##### Material provided #####
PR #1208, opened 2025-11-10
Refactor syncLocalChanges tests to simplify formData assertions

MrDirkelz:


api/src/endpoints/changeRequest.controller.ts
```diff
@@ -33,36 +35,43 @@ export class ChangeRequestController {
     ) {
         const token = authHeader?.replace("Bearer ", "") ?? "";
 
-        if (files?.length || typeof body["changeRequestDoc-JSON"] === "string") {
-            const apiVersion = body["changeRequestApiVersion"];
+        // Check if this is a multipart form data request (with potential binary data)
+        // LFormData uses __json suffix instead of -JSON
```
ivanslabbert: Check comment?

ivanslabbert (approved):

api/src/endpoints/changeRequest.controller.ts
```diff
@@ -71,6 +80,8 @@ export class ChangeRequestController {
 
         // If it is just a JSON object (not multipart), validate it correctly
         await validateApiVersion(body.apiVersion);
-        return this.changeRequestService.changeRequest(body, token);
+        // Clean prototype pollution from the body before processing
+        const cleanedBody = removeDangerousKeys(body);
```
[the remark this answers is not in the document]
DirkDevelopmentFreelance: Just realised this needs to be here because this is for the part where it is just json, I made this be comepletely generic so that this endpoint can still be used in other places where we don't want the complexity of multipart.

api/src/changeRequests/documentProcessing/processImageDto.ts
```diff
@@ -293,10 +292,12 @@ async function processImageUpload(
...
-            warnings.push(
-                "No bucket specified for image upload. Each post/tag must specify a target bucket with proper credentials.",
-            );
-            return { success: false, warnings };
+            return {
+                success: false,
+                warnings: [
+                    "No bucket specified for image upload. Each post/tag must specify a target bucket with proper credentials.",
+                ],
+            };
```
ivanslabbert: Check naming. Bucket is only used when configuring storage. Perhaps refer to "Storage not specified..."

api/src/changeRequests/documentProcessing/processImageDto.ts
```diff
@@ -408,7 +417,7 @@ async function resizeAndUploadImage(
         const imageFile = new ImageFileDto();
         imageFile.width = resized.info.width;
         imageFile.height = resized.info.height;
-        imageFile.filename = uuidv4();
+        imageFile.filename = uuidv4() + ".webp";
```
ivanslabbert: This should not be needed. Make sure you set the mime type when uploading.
#####
*Your objective*: Transcribe all of the entries without altering anything.

*Response below*:
PR #1208, opened 2025-11-10
Refactor syncLocalChanges tests to simplify formData assertions

MrDirkelz:


api/src/endpoints/changeRequest.controller.ts
```diff
@@ -33,36 +35,43 @@ export class ChangeRequestController {
     ) {
         const token = authHeader?.replace("Bearer ", "") ?? "";
 
-        if (files?.length || typeof body["changeRequestDoc-JSON"] === "string") {
-            const apiVersion = body["changeRequestApiVersion"];
+        // Check if this is a multipart form data request (with potential binary data)
+        // LFormData uses __json suffix instead of -JSON
```
ivanslabbert: Check comment?

ivanslabbert (approved):

api/src/endpoints/changeRequest.controller.ts
```diff
@@ -71,6 +80,8 @@ export class ChangeRequestController {
 
         // If it is just a JSON object (not multipart), validate it correctly
         await validateApiVersion(body.apiVersion);
-        return this.changeRequestService.changeRequest(body, token);
+        // Clean prototype pollution from the body before processing
+        const cleanedBody = removeDangerousKeys(body);
```
[the remark this answers is not in the document]
DirkDevelopmentFreelance: Just realised this needs to be here because this is for the part where it is just json, I made this be comepletely generic so that this endpoint can still be used in other places where we don't want the complexity of multipart.

api/src/changeRequests/documentProcessing/processImageDto.ts
```diff
@@ -293,10 +292,12 @@ async function processImageUpload(
...
-            warnings.push(
-                "No bucket specified for image upload. Each post/tag must specify a target bucket with proper credentials.",
-            );
-            return { success: false, warnings };
+            return {
+                success: false,
+                warnings: [
+                    "No bucket specified for image upload. Each post/tag must specify a target bucket with proper credentials.",
+                ],
+            };
```
ivanslabbert: Check naming. Bucket is only used when configuring storage. Perhaps refer to "Storage not specified..."

api/src/changeRequests/documentProcessing/processImageDto.ts
```diff
@@ -408,7 +417,7 @@ async function resizeAndUploadImage(
         const imageFile = new ImageFileDto();
         imageFile.width = resized.info.width;
         imageFile.height = resized.info.height;
-        imageFile.filename = uuidv4();
+        imageFile.filename = uuidv4() + ".webp";
```
ivanslabbert: This should not be needed. Make sure you set the mime type when uploading.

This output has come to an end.